I've recently faced a similar issue because my daughter also is good at confiding in me, and I don't want to break that trust. I've decided that I would ''tell'' if the situation placed the other child in any potential danger. A lot of the ''dating'' at that age is a non-issue. My daughter (at around the same age) recently briefly had a ''boyfriend'' but never even got together with him during that time. (LOL) It was very innocuous. In my situation, I know that nothing troubling would happen between the specific girl and boy, that the ''dating'' was more about talking and texting (not ''sexting''), and I decided not to tell. (If there had been any suggestion about possible sex or anything else dangerous, I would have gotten the mother involved.)

That being said, drugs or alcohol is a totally different issue. Even if it is ''only'' marijuana, the confidence will be broken. My daughter knows this, but I think would only tell me because she would want my interference; she is quite outspoken about her objection to drugs and alcohol.

You need to make a personal decision about this. In my situation the mother was a friend, but not a close friend, of mine, and I decided keeping the confidence was more important given the circumstances. Been there


I appreciate your concern, but this is very simple. Let's look at this from another perspective: if *your* daughter were doing something she wasn't supposed to do, and your good friend knew about it and didn't tell you, how would you respond? Personally, I would be very angry at my friend, and I would feel betrayed.

As to how you can talk to your daughter, I think now is the time to say that certain secrets cannot *ethically* be kept from parents for the child's own good.
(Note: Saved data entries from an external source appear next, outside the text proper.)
PR #805, opened 2026-08-03
Add `MCP` and `BBMM` home-range estimation methods

### LINKED ISSUE #804: Add `MCP` & `BBMM` home-range methods
ecoscope currently supports Elliptical Time-Density (ETD) for home-range estimation. This proposal adds two additional, well-established methods: Minimum Convex Polygon (MCP) and the Brownian Bridge Movement Model (BBMM).

### 1. Minimum Convex Polygon (MCP)

Minimum Convex Polygon (Mohr, 1947) is the oldest and simplest home-range estimator and remains widely used for exploratory analyses, small datasets, and comparisons with historical studies that reported home ranges exclusively as MCPs. Unlike ETD, MCP is a purely geometric method: it operates on an unordered set of location fixes and does not require a utilization distribution or spatial grid.

For each requested percentile:

* Compute the centroid of the complete set of locations.
* Rank locations by their distance from the centroid.
* Retain the closest fraction of points corresponding to the requested percentile, discarding the most distant locations as outliers.
* Compute the convex hull enclosing the retained points.
* Skip percentiles that retain fewer than three points, as a convex hull cannot be defined.

### 2. Brownian Bridge Movement Model (BBMM)

The Brownian Bridge Movement Model (Horne, Garton, Krone & Lewis, 2007) provides a statistically grounded alternative to ETD. Rather than treating each location independently, BBMM models the animal's probable movement between consecutive fixes as a Brownian bridge, producing a continuous utilization distribution similar to ETD while explicitly accounting for the movement path.

Key implementation details:

* Model each trajectory segment using the elapsed time, distance between fixes, GPS location error, and an estimated Brownian motion variance.
* Estimate the motion variance from the trajectory using a leave-one-out procedure over the interior fixes.
* Accumulate the probability density from all segments onto a shared spatial grid, then normalize the resulting utilization distribution so its total probability equals 1.
* Exclude segments separated by unusually large temporal gaps, as bridging long intervals produces unrealistically diffuse probability surfaces.

zakhusayn:
## :earth_americas: Summary

Closes #804 - adds Minimum Convex Polygon (MCP) and Brownian Bridge Movement Model (BBMM) as home-range estimation methods alongside the existing Elliptical Time-Density (ETD) method.

* **MCP:** The core algorithm (`calculate_mcp_range`) ranks fixes by their distance from the centroid, retains the closest fraction of points for each requested percentile, and returns the corresponding convex hull. It is a purely geometric method with no density surface. The task wrapper (`calculate_minimum_convex_polygon`) returns results in the same `percentile`/`geometry`/`area_sqkm` format used by ETD.
* **BBMM:** The core algorithm (`calculate_bbmm_range`) models the probability distribution of an animal's location between consecutive fixes as a function of elapsed time, distance, motion variance, and GPS location error, accumulating per-segment contributions onto a shared grid to produce a utilization-distribution surface. The motion variance is estimated from the trajectory itself using maximum likelihood. The task wrapper (`calculate_brownian_bridge_range`) returns results in the same output format as ETD and MCP.

* Added supporting tasks needed for MCP and BBMM to function as full peers of ETD in workflows:

  * `correct_non_overlapping_percentile_rings`, which prevents stacked semi-transparent choropleth layers from exhibiting compounded opacity where percentile polygons overlap.
  * `convert_trajectory_to_relocations`, which recovers point fixes from a trajectory, since MCP operates on point locations rather than trajectory segments.


ecoscope/platform/tasks/preprocessing/_preprocessing.py
```diff
@@ -153,3 +153,18 @@ def relocations_to_trajectory(
         raise ValueError("No Trajectory data left after applying segment filter")
 
     return traj.gdf
+
+
+@register()
+def convert_trajectory_to_relocations(trajectory_gdf: TrajectoryGDF) -> AnyGeoDataFrame:
```
Yun-Wu, line 159: why do we need this? Can we just use the output of `get_subjectgroup_observations` directly for MCP? Looks like you are also using `_extract_points`in BBMM? Is it possible to simplify these traj->reloc converstion?

ecoscope/platform/tasks/analysis/_raster.py
Yun-Wu, line 1: Is this module from -ext-custom? If so, let's also delete the file in -ext-custom

ecoscope/platform/tasks/analysis/_raster.py
```diff
@@ -0,0 +1,247 @@
...
+        dtype="float64",
+        nodata=etd_params["nodata_value"],
+    )
+
+    logger.info(f"ETD raster written to: {output_path}")
+    return output_path
+
+
+@register()
+def generate_bbmm_raster(
```
Yun-Wu, line 239: This task is very similar with `generate_etd_raster`. Can we try to merge them?

ecoscope/platform/tasks/config/_home_range.py
Yun-Wu, line 1: we can have a set of config tasks and use allOf/if/then to switch between branches to avoid showing unrelated config params, something like this: https://github.com/wildlife-dynamics/ecoscope/blob/master/ecoscope/platform/tasks/analysis/_patrol_summary.py#L450

ecoscope/analysis/UD/bbmm_range.py
```diff
@@ -0,0 +1,231 @@
...
+
+logger = logging.getLogger(__name__)
+
+
+def _extract_points(trajectory_gdf: gpd.GeoDataFrame) -> tuple[np.ndarray, np.ndarray]:
+    """Reconstruct the point sequence (xy, t) from a trajectory's LineString
+    segments, reusing `Trajectory.to_relocations()` - the same canonical
+    trajectory->points conversion `convert_trajectory_to_relocations` uses for
+    MCP - rather than a separate reimplementation. `t` is UNIX seconds (float)."""
+    relocs_gdf = Trajectory(gdf=trajectory_gdf).to_relocations().gdf
```
Yun-Wu, line 25: does it work for multiple subjects?

ecoscope/analysis/UD/bbmm_range.py
```diff
@@ -0,0 +1,231 @@
...
+
+
+def estimate_motion_variance(trajectory_gdf: gpd.GeoDataFrame, location_error: float) -> float:
+    """MLE for a single, whole-track sigma_m^2 (Horne et al. 2007, Eqn 1)."""
+    midpoints = _compute_midpoints(trajectory_gdf)
+    if midpoints.empty:
+        raise ValueError("Not enough interior fixes with valid time gaps to estimate motion variance.")
+    result = minimize_scalar(
+        _neg_log_likelihood,
+        bounds=(1.0, 1_000_000.0),
```
Yun-Wu: have you checked this bound? Based on Claude 1.0 is ~85 m per hour and 1_000_000 is about 85 km per hour.  A tortoise, a denning bear, or a bird on the nest can go below 1 m² s⁻¹ and a soaring bird in migration exceeds 10⁶. At least we should warn on these scenarios

ecoscope/analysis/UD/bbmm_range.py
zakhusayn: It's a helper func, so it just processes whatever `trajectory_gdf` it's given (it doesn't group by subject itself). It works for multiple subjects only because the workflow always calls it once per subject already-split trajectory.

ecoscope/analysis/UD/bbmm_range.py
zakhusayn: Good catch, you're right that the bound can clip real cases. The optimizer we use doesn't complain when the true answer falls outside its search range, it just quietly hands back whichever edge is closer, with nothing telling you that happened.

I added a warning instead of just widening the numbers, since picking new bounds would've been just as random without real data on how still or fast-migrating animals actually look here. Now if the estimate lands right on one of the edges, it tells you which one and what that probably means, barely moving on the low end, moving very fast on the high end, so you know to double-check the result instead of trusting it blindly. Added tests for both cases too.

ecoscope/platform/tasks/analysis/_raster.py
zakhusayn: Good point, there was real duplication there. I pulled out the shared part, the empty-data check, writing the file, logging, and returning the path, into one helper function that both tasks now call.

I kept them as two separate tasks though. They take different inputs, they're wired to different steps in the workflow that only run depending on which method the user picked, and the actual math each one does is genuinely different, not just organized differently. ETD has to work out its own grid size before it can run, while BBMM just passes its settings straight through. Merging them into one task would mean reworking how the workflow decides which one to run, which is a bigger change than the duplication really calls for.

ecoscope/platform/tasks/config/_home_range.py
zakhusayn: Thanks for the suggestion, we actually tried this one already. It broke on defaults, since RJSF fills in the form's starting values before it works out which if/then branch applies, so any default set inside a branch just showed up blank.

The current setup already hides unrelated fields per method, and gives us defaults for free since each method is its own plain model. Since it already works and this would trade that away, we're keeping it as is.

ecoscope/platform/tasks/preprocessing/_preprocessing.py
zakhusayn: Because MCP needs to run on the exact same filtered, grouped, per-subject point set that ETD and BBMM.

1. `subject_traj_groups` builds the Trajectory once per subject, after all the upstream Filter data/group data steps have already run, and that same per-subject split feeds ETD, BBMM, and MCP identically via mapvalues. If MCP pulled from `get_subjectgroup_observations` directly instead, it would skip that shared filtering/grouping pipeline and could end up computing its home range over a different set of points than ETD/BBMM saw breaking the guarantee that all three methods answer the same question, just via different algorithms. 

2. On BBMM's `_extract_point` I've simplify that: it now calls the same `Trajectory.to_relocations()` method `convert_trajectory_to_relocations` uses internally, instead of a separate reimplementation of the same point-reconstruction logic. So both MCP and BBMM go through the identical canonical trajectory -> points conversion now.

ecoscope/analysis/UD/bbmm_range.py
Yun-Wu: Will the warning be exposed to our users? If not, how about adding them as a configuration option?

Yun-Wu (approved):
Looks great! Thank you very much Zak!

Would you keep a secret of anorexia? Cutting? Drinking? Again, would you want your friends to keep your child's problems from you? Easier said than done, I know, but I think its important. Not into secrets


Myob. She may be going against her mothers orders but there is no immediate safety issue. This is NOT your business. Another mom
The first question is to ask yourself, if your daughter had a boyfriend, was drinking or using drugs, would you want to know. When I was a teen I was experimenting with marijuana. A boy at school who wasn't a close friend told his mom who told my mom and the headmaster. At the time I thought it was intrusive (what business was it of his?) but in retrospect, it got me to stop using, so it was a positive outcome.

Last year my son had a girlfriend and didn't tell me until they were almost ready to break up. I felt like I had really missed the experience of talking with him about his first romantic relationship. I vote on mentioning it to her mom in a non judgemental way. Maybe you could say, ''I heard from Katie that Sonia has a boyfriend...please don't tell her that you heard it from me. I don't want Katie to feel I ''told.'' But, I thought you would want to know.'' BHS mom


There are times when it's important to alert your child's friend's parents about what the friend is doing. This is not one of those times.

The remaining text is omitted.